Supporters argue as follows: gas prices are low, so it won’t hurt to increase federal gas taxes, in fact, those funds must go toward improving our infrastructure, which in the long run, saves Americans money because smoother roads mean better gas mileage and less congestion.

Gas taxes have long been a polarizing concept, and despite lowered gas prices, the controversial nature of the taxes have not diminished.

While some are pushing for complete abolition of federal gas taxes, others, like former Pennsylvania Governor, Ed Rendell (D) tell CNBC, “Say that cost the average driver $130 a year. They would get a return on that investment” in safer roads and increased quality of life, he added.

The Washington Post‘s Chris Mooney points out that federal gas taxes have been “stuck” at 18 cents for over 20 years, last raised when gas was barely a dollar a gallon and that the tax must increase not only to improve the infrastructure, but to “green” our behavior, and help our nation find tax reform compromise.

Is a gas tax politically plausible?

Mooney writes, “So, this is not an argument that a gas tax raise is politically plausible — any more than a economically efficient tax on carbon would be. It’s merely a suggestion that — ignoring politics — it might be a pretty good idea.”

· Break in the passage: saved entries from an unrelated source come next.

PR #41, opened 2026-07-26
fix(a11y): new-tab warnings and first-use abbreviation expansions

pjdoland:
## Summary

This is the last PR in the accessibility series that started with #34. Where the earlier PRs closed out the AA-level conformance gaps the audit found (contrast, keyboard traps, broken toggles, and so on), this one picks up the two remaining findings that the audit explicitly flagged as AAA-level polish rather than AA requirements. Neither is a conformance blocker; both are the kind of small thing that makes the docs noticeably nicer for screen-reader users and anyone unfamiliar with our jargon, so it felt like a good way to round out the series rather than leave two loose threads.

**N7, new-tab warning (WCAG 3.2.5, AAA).** A handful of links across the docs (the GitHub link in the top bar, a few in-content links to files on GitHub) open in a new tab via `target="_blank"`. Sighted users notice the new tab; screen-reader users just hear the link text and then find themselves somewhere unexpected with a "back" button that doesn't do what they expect. The fix is a small addition to `site.js`: on page load, it appends a visually hidden `" (opens in new tab)"` note to every `a[target="_blank"]` on the page. Sighted users see nothing different; screen readers announce "GitHub (opens in new tab)" instead of just "GitHub". One new `.sr-only` utility class in `site.css` does the hiding.

One wrinkle worth flagging: `index.html` (the landing page) doesn't actually link `site.css` at all, it's fully self-contained with its own inline `<style>` block. It does load `site.js` with `defer`, so the new-tab pass runs there too and picks up the landing page's GitHub button, but the `.sr-only` rule needed to be duplicated into index.html's inline styles as well, otherwise the hidden text would render visibly on that one page. I caught this in browser testing (the note was showing up as plain visible text next to the GitHub button before the fix) and added the matching rule inline, following the same pattern the page already uses for the shared copy-button styling.

**N8, abbreviation expansions (WCAG 3.1.4, AAA).** Five jargon terms (PAYG, RLE, KV, SSE, DERC) show up across the docs with no explanation the first time a reader hits them: fine if you already know the domain, a speed bump if you don't. On first use per page, in `getting-started.html`, `faq.html`, `concepts.html`, `output.html`, and `learn-compression.html`, each term now gets a `<abbr title="...">` (or an inline parenthetical where that reads more naturally in the sentence) so the expansion is one hover or one screen-reader query away. The expansions match how the docs already use the terms elsewhere, for example `architecture.html` already spells out PAYG as "pay-as-you-go", and `concepts.html` already has the full "Distribution-free Equivalence with Risk Control" for DERC a bit further down the page; I just moved the same wording up to the first mention.

One deliberate scope call: two of the five abbreviations (PAYG in `concepts.html`, RLE in `learn-compression.html`) have their literal first appearance on the page inside an inline SVG diagram's `<text>` element, not in prose. Those SVGs are marked `role="img"`, which means their internal text is already invisible to assistive technology regardless of what it says, so expanding it there wouldn't help the audience this fix is for, and editing text inside a hand-tuned data-viz risked overlapping neighboring labels for no accessibility benefit. I expanded each of those two terms at its first prose occurrence instead, which is what a screen reader actually encounters. Making the SVGs themselves accessible is a bigger, separate piece of work the audit already calls out under a different finding.

## What's not in this PR

Nothing else from the audit. No Python/dashboard changes, no CSS beyond the one new `.sr-only` rule (plus its inline twin in index.html), no touches to `CONTRIBUTORS.md`.

## Gates

- Branch: `fix/a11y-understandable`, 2 commits, working tree clean. Pass.
- No Python changes: confirmed, this PR only touches files under `docs/`. Pass.
- No tests reference the touched strings or files: grepped the `tests/` directory for the docs filenames and for the changed markup; nothing matches. Pass.
- Browser verification (shared Playwright instance, served this worktree's `docs/` on port 8649): confirmed the hidden span appears on both `faq.html` (an external link) and `index.html` (the GitHub button), confirmed its computed style is `position: absolute; width: 1px; height: 1px; clip: rect(0,0,0,0)` (visually hidden) on both pages, confirmed the accessibility snapshot exposes the full "GitHub (opens in new tab)" name, confirmed zero console errors on both pages, and screenshotted the RLE abbreviation in `faq.html` rendering with the standard dotted-underline `<abbr>` styling and no layout disruption. Pass.
- Style rules (no em dashes introduced by me, no AI-attribution lines, conventional commit subjects): pass. Note that several lines I lightly edited (to insert an `<abbr>` tag) contain em dashes elsewhere in the same sentence; those were already in the docs before this PR and are part of the site's established prose style, so I left them alone rather than rewrite prose beyond the expansions.


dshakes:
Merged — shipping in 1.33.0.

Small and correct. Both the new-tab warnings and the abbreviation expansions landed as-is; the only conflict was your IIFE sitting adjacent to the table-scroll one from #34, which I spliced so both run.

That's the full series in. Thanks for the eight of these — the docs site and every report distil generates are in materially better shape than they were this morning.

dshakes:
## Validation — #41

- **4 of 4** `a[target="_blank"]` on `concepts.html` carry the hidden note; text reads `(opens in new tab)`.
- The `sr-only` implementation is correct — `width: 1px`, `clip: rect(0,0,0,0)` — so it's off-screen for sighted users but in the accessibility tree.
- Abbreviations expand on first use, and they're real expansions rather than filler: `DERC` → *Distribution-free Equivalence with Risk Control*.

That's the series validated end to end. Thanks again — eight PRs, each independently checkable, is the easiest review I've had on this project.

---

Rendell noted, “The World Economic Forum, 10 years ago, rated us the best infrastructure in the world,” adding that we “need to do something for our infrastructure, not in a one or two year period, but over a decade.”

Others would note that this rating has not crumbled in just a few years, that despite many bridges and roads in need of repair, our infrastructure is still superior to even the most civilized nations.

Regardless of the reasons, most believe that Congress won’t touch this issue with a ten-foot pole, especially leading up to another Presidential campaign season starting next year.

“I think it’s too toxic and continues to be too toxic,” Steve LaTourette (the former Republican congressman best known for his close friendship with his fellow Ohioan, Speaker John Boehner) tells The Atlantic. “I see no political will to get this done.”

Whether the time is fortuitous or not, and regardless of the positive side effects, many point to a fear of voters’ retaliation against any politician siding with a gas hike, so this matter going any further than the proposal stage is unlikely.